» ABOUT THIS EXERCISE
Wherever the string "UserPromptSubmit" appears in the records, return the line that holds it.

>>>

PR #902, opened 2026-08-19
fix(install): stop shipping a broken hooks/ subset in the WSL setup docs, and fail loudly when one is installed

### LINKED ISSUE #901: Docs: WSL manual setup file list is 4 months stale — every installed hook dies with MODULE_NOT_FOUND, while install.js reports success
## Summary

The manual WSL setup instructions in `docs/guides/setup-guide.md` tell you to copy a hand-picked list of 13 hook files. That list has not been updated since 2026-04-18, while `clawd-hook.js` gained three new local dependencies between June and July. Following the documented steps produces an install that **reports complete success and then fails on every single hook invocation**.

Nothing reaches the desktop app, and there is no visible error anywhere — the hook writes its crash to stderr, which Claude Code discards for `async: true` hooks. From the user's side, Clawd simply never moves.

## Environment

- clawd-on-desk `v0.15.0` @ `3542baa`
- Windows 11 host + WSL2 (`networkingMode=mirrored`, verified working)
- Claude Code 2.1.235, Node.js v24.12.0

## Reproduction

Follow `docs/guides/setup-guide.md` → "WSL (Windows Subsystem for Linux)" → Configuration steps verbatim:

```bash
mkdir -p ~/.claude/hooks
cp /path/to/clawd-on-desk/hooks/{server-config,json-utils,shared-process,clawd-hook,install,codex-hook,codex-install,codex-install-utils,codex-remote-monitor,codex-session-index,codex-subagent-fields,copilot-hook,copilot-install}.js ~/.claude/hooks/
node ~/.claude/hooks/install.js --remote
```

The installer reports success:

```
Clawd hooks installed to /home/<user>/.claude/settings.json
  Claude Code version: 2.1.235
  Added: 15 hooks
Clawd Claude Code statusline -> /home/<user>/.claude/settings.json (updated)
```

Now trigger any hook:

```console
$ echo '{"session_id":"t","hook_event_name":"UserPromptSubmit"}' \
    | CLAWD_REMOTE=1 node ~/.claude/hooks/clawd-hook.js UserPromptSubmit
Error: Cannot find module './state-payload-size'
Require stack:
- /home/<user>/.claude/hooks/clawd-hook.js
    at Object.<anonymous> (/home/<user>/.claude/hooks/clawd-hook.js:9:38)
  code: 'MODULE_NOT_FOUND'
$ echo $?
1
```

All 15 registered hooks are dead on arrival. Note this is **not** the usual WSL2 networking problem — connectivity was independently confirmed:

```console
$ node -e "require('http').get({hostname:'127.0.0.1',port:23333,path:'/state'},r=>console.log(r.statusCode, r.headers['x-clawd-server']))"
200 clawd-on-desk
```

## Root cause 1 — the documented file list is a stale subset of the authoritative manifest

`src/remote-ssh-deploy.js:57` already declares itself the single source of truth:

```js
// ── Hook files manifest ──
//
// Single source of truth.
const HOOK_FILES = [ ... ];   // 27 entries
```

The docs list only 13. The 14 missing files are:

```
pid-cache.js                    context-usage.js
antigravity-context-usage.js    claude-rate-limits.js
claude-statusline.js            codex-rate-limits.js
quota-bucket.js                 state-payload-size.js
claude-stop-disposition.js      session-recovery-lease.js
uninstall.js                    codex-originator.js
codex-assistant-output.js       codex-user-input.js
```

Three of them are hard `require`s at the top of `clawd-hook.js:9-12`:

```js
const { fitStateBodyToByteBudget } = require("./state-payload-size");
const { extractClaudeContextUsageFromEntries } = require("./context-usage");
const { updateRecoveryLeaseFromStateBody } = require("./session-recovery-lease");
```

A fourth, `claude-statusline.js`, is what `install.js` writes into the `statusLine` setting — so the documented flow also configures a status line pointing at a file it never copied.

Timeline:

| Date | Event |
|---|---|
| 2026-04-18 | `cp` list last touched (`08cc5011`, a docs reorg) |
| 2026-06-07 | `context-usage.js` added (`fa3c259a`) |
| 2026-06-28 | `state-payload-size.js` added (`eaffaeb9`) |
| 2026-07-23 | `session-recovery-lease.js` added (`887c8cfe`) |

`docs/guides/setup-guide.zh-CN.md:162` carries the identical stale list, so both languages are affected. That line also still hardcodes `/mnt/d/animation/hooks/`, which looks like a leftover authoring path.

The in-app **Settings → Agents → WSL Scan → Pair** flow uses the real `HOOK_FILES` manifest and is unaffected — only people following the written steps hit this.

## Root cause 2 — `install.js` validates nothing

`hooks/install.js` writes `settings.json` and prints `Added: 15 hooks` without ever checking that the scripts it just registered can be resolved. A single `require.resolve()` per registered entry point, or one dry-run invocation, would have turned a silent four-month-old trap into an immediate actionable error.

This is the part that makes the bug expensive to diagnose: the installer's success message actively points you away from the real problem, so you go audit WSL2 mirrored networking, firewall rules, and ports 23333-23337 instead.

## Suggested fixes

1. **Replace the hand-maintained list with a directory copy** in both `setup-guide.md` and `setup-guide.zh-CN.md`:
   ```bash
   cp /path/to/clawd-on-desk/hooks/*.js ~/.claude/hooks/
   ```
   This cannot drift. Also worth reordering the section so `git clone` + `node hooks/install.js` (which runs inside the repo and is therefore always complete) is the primary path, and manual `cp` the fallback — currently it is the other way round.

2. **Make `install.js` fail loudly** — verify every registered hook script resolves before declaring success, and exit non-zero listing what is missing.

3. Optionally, have the docs generate their list from `HOOK_FILES` in CI, so the stated single source of truth actually is one.

Happy to send a PR for (1) and (2) if that is useful.

---

sunnyswag:
Fixes #901.

Following the manual WSL setup steps in `docs/guides/setup-guide.md` produces an install that reports complete success and then fails on every single hook invocation. Two independent causes, one commit each.

## 1. `docs(wsl)` — the documented `cp` list was a stale subset

The guide pinned an explicit 13-file `cp`, last touched 2026-04-18. `clawd-hook.js` has since gained three local requires:

| Added | File |
|---|---|
| 2026-06-07 (`fa3c259a`) | `context-usage.js` |
| 2026-06-28 (`eaffaeb9`) | `state-payload-size.js` |
| 2026-07-23 (`887c8cfe`) | `session-recovery-lease.js` |

None are in the documented list, so `clawd-hook.js:9` throws `MODULE_NOT_FOUND` on every event. `claude-statusline.js` — which `install.js` writes into `statusLine` — was missing too, and so was `pid-cache.js`, a transitive dependency of `shared-process.js`.

Both language guides now copy `hooks/*.js`. This is not a new convention: `collectHookFiles()` in `src/wsl-deploy.js:35` already ships every `.js` in the directory, so the in-app **WSL Pair** flow was always doing the right thing and only the written instructions drifted. The leftover authoring path `/mnt/d/animation/` is replaced with a placeholder.

A test in `test/remote-deploy.test.js` now rejects brace-enumerated hook lists in either guide. The existing `HOOK_FILES` closure test cannot police prose, which is why this went unnoticed for four months.

## 2. `fix(install)` — the installer validated nothing

`hooks/install.js` wrote `settings.json` and printed `Added: 15 hooks` without checking that the scripts it just registered could be resolved. Since Claude Code discards the stderr of `async: true` hooks, the failure was invisible from both ends — and the success message actively misdirects diagnosis toward WSL2 mirrored networking and ports 23333-23337, which is where I spent my time before finding the real cause.

The CLI entry point now walks the relative-require closure of the entry points it is about to register:

```console
$ node ~/.claude/hooks/install.js --remote
Clawd: refusing to install — the hooks directory is incomplete.

  missing: claude-statusline.js
  missing: state-payload-size.js  (required by clawd-hook.js)
  missing: context-usage.js  (required by clawd-hook.js)
  missing: session-recovery-lease.js  (required by clawd-hook.js)
  missing: pid-cache.js  (required by shared-process.js)

Hook scripts require each other, so copying a subset of hooks/ produces
an install that registers cleanly and then fails on every invocation.
Copy the whole directory instead:

  cp /path/to/clawd-on-desk/hooks/*.js ~/.claude/hooks/
```

Scope notes, in line with `AGENTS.md`:

- **Only what the invocation registers.** `auto-start.js` is opt-in and deliberately absent from `HOOK_FILES`, so demanding it unconditionally would reject complete remote/WSL installs. `claude-statusline.js` is checked only when the statusline is being installed.
- **CLI-only.** In-process callers keep going through the server-owned queue in `src/claude-hook-operations.js` and are deployed from the `HOOK_FILES` manifest, which `test/remote-deploy.test.js` already covers. No behavior change there.
- Requires that climb out of `hooks/` resolve only inside the packaged app tree and are skipped; a present-but-unreadable file is left alone rather than guessed at.

## Verification

Reproduced the original failure, then confirmed both paths:

- 13-file subset + `install.js --remote` → exits 1 with the message above, `settings.json` untouched
- Full `hooks/*.js` + `install.js --remote` → `Added: 15 hooks`, statusline configured, exit 0 (run against an isolated `HOME`)

Tests — every suite that requires `hooks/install`, plus the deploy-manifest suites:

| Suite | Result |
|---|---|
| `install` | 112 pass / 0 fail (7 new) |
| `server-hook-management` | 54 pass / 0 fail |
| `claude-hook-health` | 39 pass / 0 fail |
| `remote-ssh-deploy` | 57 pass / 0 fail |
| `wsl-deploy` | 33 pass / 0 fail |
| `claude-settings-watcher` | 29 pass / 0 fail |
| `doctor-agent-descriptors` | 14 pass / 0 fail |
| `remote-deploy` | 5 pass / 0 fail (2 new) |
| `doctor-installer-defaults`, `uninstall-entrypoint` | pass / 0 fail |

**Not run:** the full `npm test` suite — this machine has no `node_modules` and the environment is Linux/WSL, so per `AGENTS.md` I would not be able to present a full-matrix result honestly. The changed code is plain Node with no new dependencies, but a CI run on the complete suite is worth having before merge.

---


rullerzhou-afk (commented):
Thanks for the detailed report and for fixing both the stale WSL instructions and the installer's false-success path. I independently reviewed exact head `e2dbdd95f9f7d16cc1c3191c1103490bf0635826` against current `main` (`54480d10e56347dcd628c1a7f74c8888f095e14a`).

What I verified:

- On the old 13-file subset, the new CLI exits 1, reports the missing entry points/dependencies, and does not create `settings.json`.
- With the complete `hooks/*.js` payload, the CLI exits 0 and the Claude hook/statusline entry points run.
- `test/install.test.js` plus `test/remote-deploy.test.js` pass 117/117 both at the PR head and after applying the PR to current `main`.
- The PR merges cleanly with current `main`. The unrelated DSH failures from the full suite reproduce unchanged on `main`, so I do not attribute them to this PR.

There is one change I recommend before merge: please add an end-to-end test for the actual CLI gate in `if (require.main === module)`.

All seven new dependency tests call `__test.findMissingHookDependencies()` directly; none spawns `node hooks/install.js`. As a result, they do not protect the user-visible contract if the CLI wiring is later removed or misordered, if `claude-statusline.js` is accidentally dropped from `entryPoints`, or if the error path exits 0. This matters especially because this PR currently has no applicable PR check running the full test suite.

A focused child-process regression test should be enough:

1. Create an isolated `HOME` plus the exact old 13-file subset.
2. Run `node <partial-hooks>/install.js --remote`.
3. Assert exit code 1 and that `~/.claude/settings.json` was not created.
4. Add a positive complete-directory case asserting exit code 0.

Two non-blocking notes:

- The `readFileSync()` catch currently treats a present-but-unreadable entry point or transitive dependency as healthy. I reproduced an install that exits 0 and writes 15 hooks, followed by an `EACCES` failure when the hook runs. This behavior also exists on the base commit and is explicitly documented/tested in this PR, so I do not consider it a regression or a reason to hold the main fix. A follow-up should report unreadable files as an error or at least a warning rather than silently continuing.
- Minor chronology correction for the PR description: the enumerated WSL copy line was last changed on 2026-05-13 in `3dc6be9c` to add the Copilot files, not last touched on 2026-04-18. It still became stale when the first missing dependency landed on 2026-06-07, so this does not change the root cause.

The main fix is sound. My independent runtime checks were on macOS/Node 24 rather than a real Windows 11 + WSL2 device, so I am not treating them as WSL platform validation; the reporter's WSL evidence remains the platform-specific proof.

rullerzhou-afk:
Thanks again @sunnyswag for tracking down #901 and for the original fix. I've pushed maintainer follow-ups to this PR at `8c4fda8f0a96aca8962e276d06f9078ac5babf2a`, preserving both of your original commits and authorship.

The follow-ups:

- Add real CLI child-process regressions for the historical partial payload and the complete payload, including exit status and byte-for-byte preservation of existing configuration. Unreadable files, directories in place of scripts, and dependencies outside `hooks/` now fail preflight rather than being silently accepted.
- Cover default installation, `--statusline`, and legacy `--remote`, and add a focused installer/documentation step to the existing PR workflow.
- Refresh the English/Chinese setup guides and English/Chinese/Korean Codex/WSL notes around the existing Scan/Pair flow, agent enablement, complete-file copying, and the different Linux Node / Windows interop paths. Claude's default manual WSL command is now `node hooks/install.js`; `--statusline` is an explicit option.

Local validation on macOS / Node 24.18.0: the focused and related suites passed **454 tests, with 1 Linux-only skip**, and all four deliberate CLI-gate mutations were caught. The full suite was **9,343 passed / 19 failed / 41 skipped**; all 19 failures reproduced on the same main baseline (`7383e8b8`) in the same environment, so I am not treating the full suite as green.

I approved the new fork workflow run, and [Repository Asset Audit run 33936311089](https://github.com/rullerzhou-afk/clawd-on-desk/actions/runs/33936311089) completed successfully for this exact head. The new installer/WSL documentation step actually ran and passed all 134 tests (0 failures or skips); this workflow is focused coverage, not the full test suite or WSL device validation.

**Real Windows 11 + WSL2 validation is still outstanding.** We currently cannot reach our Windows test machine, so the local tests and Linux CI do not establish that a real WSL Claude session reaches Windows Clawd.

If you have time to try this updated head in your WSL environment, we'd appreciate checking the documented default installation and a new Claude session showing up in Windows Clawd. An incomplete-payload rejection can be checked in a disposable config directory. Please also note any Pair/connectivity warnings. There is no rush.

One remaining limitation is now documented: ordinary WSL state events discover ports 23333–23337, while Claude's HTTP PermissionRequest URL is fixed at installation time (normally 23333 in a separate WSL home). State updates can therefore work while permission bubbles are unreachable if Windows Clawd uses another port. That transport behavior is unchanged by this PR.

This PR remains open for review and device verification; I have not merged it.

rullerzhou-afk:
**Maintainer device validation — PASS for this PR's scope**

Validated exact head `8c4fda8f` on a Windows host with Ubuntu WSL2, with Clawd launched directly from the PR checkout.

- Started with no existing WSL Claude configuration, copied all 73 top-level `hooks/*.js` files from the exact checkout, and ran `node ~/.claude/hooks/install.js`.
- The installer completed successfully and registered the 11 core command hooks plus the HTTP `PermissionRequest` hook. The statusline remained uninstalled as expected. Version-gated hooks were skipped because no Claude CLI version was available.
- Exercised the installed WSL hook with controlled `SessionStart`, `UserPromptSubmit`, `PreToolUse`, `PostToolUse`, and `Stop` events. The exact-head Windows app received every event and recorded the expected state transitions.
- Confirmed that a controlled WSL permission request reached the app and that aborting the request cleaned up the pending state without leaving a stale permission bubble.
- Ran `node --test test/install-dependency-cli.test.js` with Linux Node inside WSL: **14 passed, 0 failed**. This includes rejection of the old incomplete 13-file payload and successful installation from the complete payload.
- As an additional transport check, native Linux Codex CLI 0.153.4 completed a real ephemeral WSL turn, and Clawd received its official `SessionStart`, `UserPromptSubmit`, and `Stop` hook events. Codex's expected hook-trust gate was handled for this automated smoke with a single-invocation trust bypass against the inspected exact-head hook; no persistent trust setting was changed.

I did not run an authenticated Claude model session because this distro did not already have an authenticated Claude CLI. The Claude installer and hook lifecycle were exercised directly, while the real Codex turn independently confirmed the live WSL-to-Windows transport. Therefore, this validates the installer/dependency and transport scope of this PR without claiming an authenticated Claude model end-to-end run.

I consider the outstanding real-device validation for this PR complete.

rullerzhou-afk:
Thank you @sunnyswag for finding and fixing this. The key contribution was not only spotting the stale WSL file list, but tracing the silent failure mode: the installer reported success while the asynchronous hooks later failed on missing dependencies.

Your report and original commits gave us a clear root cause and the right direction. The maintainer follow-ups added the fail-fast preflight and broader regression coverage, and today's WSL2 device validation passed on the exact head.

Merging this now. Thanks again for the careful investigation and contribution!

<<<

» YOUR SOLUTION
$ echo '{"session_id":"t","hook_event_name":"UserPromptSubmit"}' \
    | CLAWD_REMOTE=1 node ~/.claude/hooks/clawd-hook.js UserPromptSubmit
- Exercised the installed WSL hook with controlled `SessionStart`, `UserPromptSubmit`, `PreToolUse`, `PostToolUse`, and `Stop` events. The exact-head Windows app received every event and recorded the expected state transitions.
- As an additional transport check, native Linux Codex CLI 0.153.4 completed a real ephemeral WSL turn, and Clawd received its official `SessionStart`, `UserPromptSubmit`, and `Stop` hook events. Codex's expected hook-trust gate was handled for this automated smoke with a single-invocation trust bypass against the inspected exact-head hook; no persistent trust setting was changed.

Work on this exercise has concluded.